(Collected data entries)
PR #3910, opened 2026-09-06
fix(start-cli): say when the workspace's start-technologies checkout is off live-docs

MattDHill:
## Summary

`s9pk init-package` scaffolds from the package template in whatever branch the workspace's `start-technologies` checkout is on, and never looks at that branch. A workspace scaffolded by start-cli 1.x cloned `master`, whose template has pinned `@start9labs/start-sdk@3.0.0` since #3900 — a version npm does not have — so `npm install` fails with `ETARGET` and nothing names the cause:

```
$ start-cli s9pk init-package "Hello World"
Installing dependencies (npm install)…
npm error notarget No matching version found for @start9labs/start-sdk@3.0.0.
```

start-cli 2.0.0 clones `live-docs` for new workspaces and documents a manual `git checkout live-docs` for existing ones, which a 1.0.1 workspace cannot even run (its clone is single-branch, shallow, and sparse).

### Diagnosis, no git

`init-package` — right after workspace discovery, before the package-name and destination checks, so the scaffold directory a failed `npm install` left behind cannot hide it — and `init-workspace`, when it finds an existing checkout, print one line when `start-technologies` is on a branch other than `live-docs`. It names the checkout's path and branch and says what to do:

- **A checkout the workspace owns:** move it out of the workspace, then run `start-cli s9pk init-workspace '<workspace>'`, which clones a fresh checkout on `live-docs`. Moving rather than deleting keeps any local work; the discovered workspace path is single-quoted, and when it is not valid UTF-8 the notice says to run `init-workspace` from the workspace root instead of printing a path.
- **A symlinked checkout** (the "already have the monorepo" layout): the notice names the link and its target and says to remove the link and run the same command, so the workspace gets a checkout of its own and the owner's branch is never touched.

Nothing prescribes or performs a git operation. No single command sequence is right for every checkout state (single-branch refspecs, shallow and sparse clones, stale or diverged local branches, dirty trees, forks), and a fresh blobless clone costs seconds.

### Detection

The branch is read from `start-technologies/.git/HEAD`, following a `gitdir:` file for a linked worktree or submodule. No git process runs, so nothing walks up into an enclosing repository, no path passes through a subprocess's stdout, and a detached HEAD (no `ref:` line) says nothing. A missing checkout says nothing either; `init-workspace` clones it and `init-package` reports the missing template as before.

### Also

- **The notice that `start-cli` is behind the published release is given only when the checkout is on `live-docs`.** The gate lives inside `warn_if_start_cli_outdated`, so `CliContext::build_key()` (e.g. `s9pk pack`) is covered too; on any other branch the manifest names an unreleased version.
- **Unit tests** in the module cover reading a plain `.git/HEAD`, following a `gitdir:` file by absolute and by relative path, a detached HEAD, a missing checkout, and the printed command's quoting and UTF-8 gate. They need no git binary.
- Strings in all five locales; the start-cli changelog under `## [2.0.1]` with the matching bump in `Cargo.toml`, `Cargo.lock`, and the `.TH` header and VERSION section of `man/start-cli.1`; one sentence in the packaging guide's environment-setup page.

### DIFF
--- a/shared-libs/crates/start-core/src/s9pk/init.rs
+++ b/shared-libs/crates/start-core/src/s9pk/init.rs
@@ -150,6 +150,8 @@ pub async fn init_workspace(
             .capture(false)
             .invoke(ErrorKind::Git)
             .await?;
+    } else {
+        warn_if_guide_off_branch(&root);
     }
 
     // Symlink (not a copy) so a guide sync keeps the workspace AGENTS.md current.
@@ -216,6 +218,8 @@ pub async fn init_package(
             ErrorKind::InvalidRequest,
         )
     })?;
+    warn_if_start_cli_outdated(&root);
+    warn_if_guide_off_branch(&root);
 
     // Normalize to a candidate ID, then validate it through the manifest's own
     // rules rather than re-implementing them.
@@ -240,8 +244,6 @@ pub async fn init_package(
             ErrorKind::InvalidRequest,
         ));
     }
-
-    warn_if_start_cli_outdated(&root);
 
     let template = root.join(MONOREPO_DIR).join(TEMPLATE_SUBPATH);
     if !template.exists() {
@@ -296,6 +298,10 @@ pub async fn init_package(
 pub fn warn_if_start_cli_outdated(workspace: &Path) {
     static WARNED: std::sync::Once = std::sync::Once::new();
     WARNED.call_once(|| {
+        // Off `live-docs` the manifest names a version that has not shipped.
+        if guide_branch(workspace).as_deref() != Some(MONOREPO_BRANCH) {
+            return;
+        }
         let Ok(manifest) =
             std::fs::read_to_string(workspace.join(MONOREPO_DIR).join(CLI_MANIFEST_SUBPATH))
         else {
@@ -330,6 +336,61 @@ pub fn warn_if_start_cli_outdated(workspace: &Path) {
             );
         }
     });
+}
+
+fn guide_branch(workspace: &Path) -> Option<String> {
+    let dot_git = workspace.join(MONOREPO_DIR).join(".git");
+    let git_dir = match std::fs::read_to_string(&dot_git) {
+        Ok(gitfile) => dot_git
+            .parent()?
+            .join(gitfile.strip_prefix("gitdir:")?.trim()),
+        Err(_) => dot_git,
+    };
+    let head = std::fs::read_to_string(git_dir.join("HEAD")).ok()?;
+    Some(head.trim().strip_prefix("ref: refs/heads/")?.to_owned())
+}
+
+fn init_workspace_command(workspace: &Path) -> Option<String> {
+    Some(format!(
+        "start-cli s9pk init-workspace '{}'",
+        workspace.to_str()?.replace('\'', "'\\''")
+    ))
+}
+
+fn warn_if_guide_off_branch(workspace: &Path) {
+    let Some(branch) = guide_branch(workspace).filter(|branch| branch != MONOREPO_BRANCH) else {
+        return;
+    };
+    let docs = workspace.join(MONOREPO_DIR);
+    let next = match init_workspace_command(workspace) {
+        Some(command) => t!("s9pk.init.run-init-workspace", command = command).to_string(),
+        None => t!("s9pk.init.run-init-workspace-in-root").to_string(),
+    };
+    if std::fs::symlink_metadata(&docs).is_ok_and(|meta| meta.file_type().is_symlink()) {
+        let target = std::fs::canonicalize(&docs).unwrap_or_else(|_| docs.clone());
+        eprintln!(
+            "{}",
+            t!(
+                "s9pk.init.guide-linked-off-branch",
+                path = docs.display().to_string(),
+                target = target.display().to_string(),
+                branch = branch,
+                expected = MONOREPO_BRANCH,
+                next = next
+            )
+        );
+    } else {
+        eprintln!(
+            "{}",
+            t!(
+                "s9pk.init.guide-off-branch",
+                path = docs.display().to_string(),
+                branch = branch,
+                expected = MONOREPO_BRANCH,
+                next = next
+            )
+        );
+    }
 }
 
 /// Walk up from `start` (inclusive) for the nearest workspace — a directory whose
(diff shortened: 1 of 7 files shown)


helix-nine (changes requested):
Reviewed `git diff origin/master...HEAD` at `c346fcad` with the high-effort fan-out and independent verification of each candidate. The current CI checks are green, but these cases are not covered:

1. `projects/start-cli/CHANGELOG.md:12` — `start-cli/v2.0.0` already exists, so this must begin the prospective `2.0.1` release rather than add a bare `Unreleased` heading. Please bump the manifest and synchronize its generated artifacts; otherwise the release pre-check rejects this tree.

2. `shared-libs/crates/start-core/locales/i18n.yaml:173` — this remediation cannot work for workspaces created by start-cli 1.0.0/1.0.1. Those versions cloned `master` with `--depth 1`, which implied a single-branch refspec with no `origin/live-docs`; `git checkout live-docs` therefore fails. The remediation needs to fetch or otherwise make `live-docs` available before checkout.

3. `shared-libs/crates/start-core/locales/i18n.yaml:173` — `%{dir}` is always the caller-relative literal `start-technologies`, although `init-workspace` accepts an arbitrary workspace path and `init-package` can run from a nested directory. The printed command then fails or targets another checkout. It needs the discovered checkout path, safely quoted for shell use.

4. `shared-libs/crates/start-core/src/s9pk/init.rs:247` — emit this warning immediately after workspace discovery, before the package-name and destination checks. An older CLI's failed `npm install` leaves the scaffold directory behind; after the user upgrades, retrying exits at `package-exists` before reaching the new diagnosis.

5. `shared-libs/crates/start-core/src/s9pk/init.rs:154` — this also warns for the supported layout where `start-technologies` is a symlink to an owner-managed development checkout. The existing agent-context guidance explicitly says not to switch that repository's branch; detect the symlink and direct the user to remove it and rerun `init-workspace` instead.

6. `shared-libs/crates/start-core/src/s9pk/init.rs:344` — verify that `start-technologies` itself is the Git worktree root before reading its branch. Git's parent discovery means an existing non-repository/corrupt guide directory inside another repository reports the enclosing repository's branch, and the proposed checkout command can switch that unrelated repository.

I added the required `start-cli` and `StartSDK` labels. The code-comment pass was clean.

helix-nine (changes requested):
I re-reviewed the full `git diff origin/master...HEAD` and the fix delta from `c346fcad` at head `4cbd07767`. The original six findings are addressed, but this pass found three blocking issues:

1. `projects/start-cli/man/start-cli.1:123` — the generated header now says 2.0.1, but the explicit VERSION section still says `v2.0.0`. I ran `make manpages-check`; its four generator tests pass, then it exits 2 on exactly this missing `v2.0.0` → `v2.0.1` change. Please regenerate and commit the complete man page.

2. `shared-libs/crates/start-core/locales/i18n.yaml:180` — the new command makes `live-docs` fetchable for 1.0.0/1.0.1 workspaces, but those released versions also created a sparse, shallow checkout. Switching branches preserves the sparse patterns, so `projects/start-sdk/lib`, `projects/start-os`, `shared-libs`, and the CLI manifest remain absent after the warning disappears. Please include the existing migration steps for that population: disable sparse checkout and conditionally unshallow it (the 1.0.2 changelog already documents both).

3. `shared-libs/crates/start-core/src/s9pk/init.rs:358` — `--show-toplevel` proves only that `start-technologies` is a repository root, not that it is this monorepo. `init-workspace` accepts any existing normal repository at that path, provisions the workspace, and can now tell the user to alter that unrelated repository's `origin` refspec and branch. Please validate stable monorepo sentinel paths/content before provisioning or printing Git remediation; checking the origin URL would incorrectly reject supported forks.

Two nonblocking cleanup items:

- `shared-libs/crates/start-core/src/s9pk/init.rs:339-363` combines a filesystem path and branch into newline-delimited UTF-8, then lossily decodes it. Valid Unix paths containing a newline or non-UTF-8 byte silently suppress the warning. A root-relative identity probe plus a separate branch query avoids serializing the path.
- `shared-libs/crates/start-core/src/s9pk/init.rs:358` — reduce the explanatory `so` comment to the invariant, e.g. ``// `start-technologies` must be the Git worktree root.``

helix-nine (changes requested):
I re-reviewed the full `git diff origin/master...HEAD` and the amended delta from `4cbd07767` at head `7c2cd816`. The second-round findings are fixed, and `make manpages-check` now passes. Four blocking issues remain:

1. `shared-libs/crates/start-core/src/s9pk/init.rs:397-406` — the generated command still hardcodes `origin` and performs a plain `git checkout live-docs`. It fails when `clone.defaultRemoteName` gave the workspace another remote name, when a supported fork does not publish `live-docs`, or when `checkout.guess=false`. If a stale local `live-docs` already exists, checkout succeeds without fast-forwarding it, then future warnings are suppressed. Please resolve the fork-source policy and emit an explicit fetch/create-or-update/upstream sequence that converges on the intended published ref.

2. `shared-libs/crates/start-core/locales/i18n.yaml:172-177` — the symlink remediation is still caller-relative. From a package directory, “remove `start-technologies`” targets the wrong path and bare `init-workspace` is rejected; with `init-workspace /other/workspace`, the bare rerun targets the caller's directory. The branch migration also leaves v1.0.0/1.0.1's old root `AGENTS.md` link dangling unless initialization runs again. Please print quoted discovered link/workspace paths and finish repair with `start-cli s9pk init-workspace '<workspace>'`.

3. `shared-libs/crates/start-core/src/s9pk/init.rs:372-377` — requiring the current package-template path suppresses the warning for real older monorepo branches that predate that path. `init-workspace` reports success, while `init-package` then says to rerun `init-workspace`, which repeats the same no-op. Please use a durable identity check and emit a generic off-branch warning when Git mutation cannot be prescribed safely; the changelog and guide currently overstate coverage.

4. `shared-libs/crates/start-core/src/s9pk/init.rs:221-222` — `init-package` runs the outdated-CLI check against the working branch before diagnosing it as off `live-docs`. A supported development checkout or symlink at this PR therefore says released 2.0.0 is behind “published 2.0.1,” even though 2.0.1 is prospective. Gate the version warning on the guide actually being on `live-docs`.

Nonblocking hardening from the same paths:

- Parse `core.sparseCheckout` as a Git boolean, and avoid checking out `live-docs` before a later sparse-disable failure can leave an incomplete state that suppresses future repair.
- Require a `040000 tree` from `ls-tree`; `-d` also accepts a `160000` gitlink.
- `docs.display().to_string()` is lossy for valid non-UTF-8 Unix paths, so omit the executable command when the path cannot be represented losslessly.

The code-comment pass is clean.

helix-nine (changes requested):
I re-reviewed the full `git diff origin/master...HEAD` and the design-change delta from `7c2cd816` at head `1dcc3dcf`. The prior findings are addressed and `make manpages-check` passes, but automatic mutation of the persistent checkout introduces these blocking issues:

1. `shared-libs/crates/start-core/src/s9pk/init.rs:452-564` — refuse a dirty checkout before any mutation. `checkout -B` preserves non-conflicting tracked edits and untracked files, so this can report success and then scaffold packages from a locally modified template.

2. `shared-libs/crates/start-core/src/s9pk/init.rs:168-184` / `locales/i18n.yaml:186-191` — every Git failure advises removing the checkout, including dirty state, unpushed commits, corruption, and transient network errors. Following that advice can destroy user work. Tell the user to resolve the Git error or preserve/move the checkout before replacing it; do not recommend deletion generically.

3. `shared-libs/crates/start-core/src/s9pk/init.rs:474-509,564-570` — use fully qualified refs throughout. The fetch writes `refs/remotes/<remote>/live-docs`, but validation, ancestry, checkout, and upstream setup use DWIM shorthands. A colliding tag or branch named `live-docs` or `<remote>/live-docs` can validate/reset against the wrong object.

4. `shared-libs/crates/start-core/src/s9pk/init.rs:500-524` — unshallow before ancestry validation and distinguish `merge-base --is-ancestor` exit 1 from operational failure. `.is_err()` currently reports missing/corrupt objects and other Git failures as local divergence, discarding the real error.

5. `shared-libs/crates/start-core/src/s9pk/init.rs:526-545` — refspec coverage must validate the effective source-to-destination mapping and negative exclusions. A positive source wildcard can be accepted even when it maps elsewhere or `^refs/heads/live-docs` excludes it, leaving the configured upstream stale after the one-shot explicit fetch.

6. `shared-libs/crates/start-core/src/s9pk/init.rs:564-573` — branch replacement and upstream setup are separate operations. Failure or interruption after checkout leaves HEAD named `live-docs` with missing/wrong tracking; the next run skips repair because the branch name matches. Establish tracking with the checkout or validate/repair it on an already-`live-docs` branch.

7. `shared-libs/crates/start-core/src/s9pk/init.rs:385-573` — this persistent, roughly eleven-command Git migration has no committed regression tests. Please add real temporary-repository coverage for clean success/idempotence, dirty refusal, local commits, shallow+sparse migration, ref collisions, effective refspecs, and final tracking state. The existing module already has temp-directory and real-Git test patterns.

8. `shared-libs/crates/start-core/src/s9pk/init.rs:440-447` — the non-UTF-8 path fallback prints bare `start-cli s9pk init-workspace`. From `init-package` inside a package directory that command is rejected or targets another directory. Omit executable recovery guidance when the intended workspace path cannot be represented losslessly.

Two nonblocking documentation corrections:

- `projects/start-cli/CHANGELOG.md:23-24` says the outdated notice is only emitted on `live-docs`, but `CliContext::build_key()` still calls it unconditionally (for example from `s9pk pack`). Narrow this entry to `init-package`, or gate the shared caller too.
- `projects/start-sdk/docs/src/environment-setup.md:310` should say `init-workspace` moves a workspace-owned checkout; symlinked checkouts are only diagnosed.

Comments:

- `shared-libs/crates/start-core/src/s9pk/init.rs:385` — delete; the private helper's body and return type state these cases.
- `shared-libs/crates/start-core/src/s9pk/init.rs:450-451` — rewrite to the caller-visible result, e.g. `Moves the guide to MONOREPO_BRANCH without discarding local commits.`

Given the state space exposed here, a diagnosis-only design remains a valid smaller alternative to making `init-workspace` mutate the checkout.

helix-nine (approved):
Re-reviewed the full diff and the rewrite from `1dcc3dcf` at head `2cc13f0dd`. The diagnosis-only design resolves the prior findings: it does not mutate or prescribe Git state, preserves workspace-owned checkouts by telling the user to move them aside, handles symlinked checkouts separately, gates the outdated-client notice inside the shared helper, and gives non-UTF-8 workspace paths usable cwd-based guidance.

I also verified the direct and gitfile `HEAD` parsing, path quoting, version/manpage/changelog/docs synchronization, and all five locale placeholder sets. Detached HEAD remains outside the branch-specific notice's stated contract.

Checks:
- `git diff --check origin/master...HEAD`
- `make manpages-check`
- `CARGO_TARGET_DIR=/tmp/pr3910-target cargo test -p start-core s9pk::init --features=test` (8 passed)

No blocking findings.

shared-libs/crates/start-core/src/s9pk/init.rs
```diff
@@ -216,6 +218,8 @@ pub async fn init_package(
             ErrorKind::InvalidRequest,
         )
     })?;
+    warn_if_start_cli_outdated(&root);
+    warn_if_guide_off_branch(&root);
```
dr-bonez, line 222: these seem backwards. I imagine `warn_if_start_cli_outdated` bases that decision off of what's checked out?

dr-bonez: I guess it doesn't matter since it does not correct it

dr-bonez (approved):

◆ Work item ◆
Where a line of the data holds the word "worktree", copy that line.

◆ Output ◆
The branch is read from `start-technologies/.git/HEAD`, following a `gitdir:` file for a linked worktree or submodule. No git process runs, so nothing walks up into an enclosing repository, no path passes through a subprocess's stdout, and a detached HEAD (no `ref:` line) says nothing. A missing checkout says nothing either; `init-workspace` clones it and `init-package` reports the missing template as before.
6. `shared-libs/crates/start-core/src/s9pk/init.rs:344` — verify that `start-technologies` itself is the Git worktree root before reading its branch. Git's parent discovery means an existing non-repository/corrupt guide directory inside another repository reports the enclosing repository's branch, and the proposed checkout command can switch that unrelated repository.
- `shared-libs/crates/start-core/src/s9pk/init.rs:358` — reduce the explanatory `so` comment to the invariant, e.g. ``// `start-technologies` must be the Git worktree root.``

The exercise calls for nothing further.